How Strong Is Birchcliff Energy's Balance Sheet?

According to the last reported balance sheet, Birchcliff Energy had liabilities of CA$139.8m due within 12 months, and liabilities of CA$648.0m due beyond 12 months. On the other hand, it had cash of CA$44.0k and CA$135.2m worth of receivables due within a year. So its liabilities outweigh the sum of its cash and (near-term) receivables by CA$652.6m.

Birchcliff Energy has a market capitalization of CA$2.34b, so it could very likely raise cash to ameliorate its balance sheet, if the need arose. However, it is still worthwhile taking a close look at its ability to pay off debt.

We measure a company's debt load relative to its earnings power by looking at its net debt divided by its earnings before interest, tax, depreciation, and amortization (EBITDA) and by calculating how easily its earnings before interest and tax (EBIT) cover its interest expense (interest cover). This way, we consider both the absolute quantum of the debt, as well as the interest rates paid on it.

Birchcliff Energy's net debt is only 0.17 times its EBITDA. And its EBIT covers its interest expense a whopping 52.5 times over. So you could argue it is no more threatened by its debt than an elephant is by a mouse. Even more impressive was the fact that Birchcliff Energy grew its EBIT by 161% over twelve months. That boost will make it even easier to pay down debt going forward. When analysing debt levels, the balance sheet is the obvious place to start. But ultimately the future profitability of the business will decide if Birchcliff Energy can strengthen its balance sheet over time. So if you want to see what the professionals think, you might find this free report on analyst profit forecasts to be interesting.

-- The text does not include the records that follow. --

PR #2660, opened 2021-02-02
fix version text

### LINKED ISSUE #2384: Feature request: More readable version details
image

- Redundant 'deploy'
- Space or new line to separate time. Label time zone if possible or convert to local time depending on the user.

vsrisuknimit:
Fix the version text when built on Heroku. This PR can close #2384.

Before
Screen Shot 2021-02-02 at 1 32 58 PM

After
Screen Shot 2021-02-02 at 1 41 46 PM

This problem does not happen when build locally. Not sure how to safely get rid of the `(Coordinated Universal Time)` at the end. Also do we want GMT +0? Probably right.

### DIFF
--- a/make_static_json.js
+++ b/make_static_json.js
@@ -41,7 +41,7 @@ function getAllTranslations() {
 function generateAppVersion() {
     // assumes SOURCE_VERSION is git hash
     if (process.env.SOURCE_VERSION) {
-        return process.env.SOURCE_VERSION.substring(0, 7) + " " + new Date().toUTCString();
+        return "deployed: " + new Date().toUTCString();
     }
     try {
         return child_process.execSync(`git log -1 --pretty=format:"%h %cD"`).toString();
--- a/make_static_json.js
+++ b/make_static_json.js
@@ -41,7 +41,7 @@ function getAllTranslations() {
 function generateAppVersion() {
     // assumes SOURCE_VERSION is git hash
     if (process.env.SOURCE_VERSION) {
-        return "deployed: " + new Date().toUTCString();
+        return process.env.SOURCE_VERSION.substring(0, 7) + " " + new Date().toUTCString();
     }
     try {
         return child_process.execSync(`git log -1 --pretty=format:"%h %cD"`).toString();
--- a/make_static_json.js
+++ b/make_static_json.js
@@ -41,7 +41,7 @@ function getAllTranslations() {
 function generateAppVersion() {
     // assumes SOURCE_VERSION is git hash
     if (process.env.SOURCE_VERSION) {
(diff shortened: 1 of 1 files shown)


vsrisuknimit:
What exactly does this `process.env.SOURCE_VERSION.substring(0, 7)` do? Can't I just replace with 'deployed'?

vsrisuknimit:
Simplify deploy. Switch to toUTCstring.

image

vsrisuknimit:
After switching to toUTCstring

image

make_static_json.js
```diff
@@ -41,7 +41,7 @@ function getAllTranslations() {
 function generateAppVersion() {
     // assumes SOURCE_VERSION is git hash
     if (process.env.SOURCE_VERSION) {
-        return process.env.SOURCE_VERSION.substring(0, 7) + " deployed " + new Date().toISOString();
+        return process.env.SOURCE_VERSION.substring(0, 7) + " " + new Date().toUTCString();
```
bafolts, line 44: Spent a surprising amount of time looking at this and still not entirely sure why the format with the `( )` suffix is seen on heroku. Heroku should be using node 12.x release. 

https://devcenter.heroku.com/articles/nodejs-support#specifying-a-node-js-version

My node 12.7 (on ubuntu linux and mac) locally does not include this value. According to MDN sometime in 2018 what the `toUTCString` function returned changed. 

> Prior to ECMAScript 2018, the format of the return value varied according to the platform. The most common return value was an RFC-1123 formatted date stamp, which is a slightly updated version of RFC-822 date stamps.

To remove the suffix I would use the following regular expression:

```
"Tue Feb 02 2021 19:00:05 GMT-0700 (Mountain Standard Time)"
new Date().toString().replace(/ \(.+\)/, '')
"Tue Feb 02 2021 19:00:08 GMT-0700"
```

bafolts (changes requested):

make_static_json.js
vsrisuknimit: @bafolts (time zone) is already removed with toUTCString. The picture shown above is with toUTCString from Heroku. Do I still need to change anything?

bafolts: However heroku is pulling `toUTCString` seems to be platform dependent. The time zone readable string is being included. I would add the regular expression to strip it on platforms which provide it.

bafolts: I used `toString` in my example as that was the only output which included what heroku is displaying when we use `toUTCString`.

vsrisuknimit: added reg ex

bafolts (approved):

Finally, while the tax-man may adore accounting profits, lenders only accept cold hard cash. So the logical step is to look at the proportion of that EBIT that is matched by actual free cash flow. Over the most recent two years, Birchcliff Energy recorded free cash flow worth 59% of its EBIT, which is around normal, given free cash flow excludes interest and tax. This cold hard cash means it can reduce its debt when it wants to.

Our View

Happily, Birchcliff Energy's impressive interest cover implies it has the upper hand on its debt. And that's just the beginning of the good news since its EBIT growth rate is also very heartening. Zooming out, Birchcliff Energy seems to use debt quite reasonably; and that gets the nod from us. While debt does bring risk, when used wisely it can also bring a higher return on equity. There's no doubt that we learn most about debt from the balance sheet. However, not all investment risk resides within the balance sheet - far from it. To that end, you should be aware of the 1 warning sign we've spotted with Birchcliff Energy .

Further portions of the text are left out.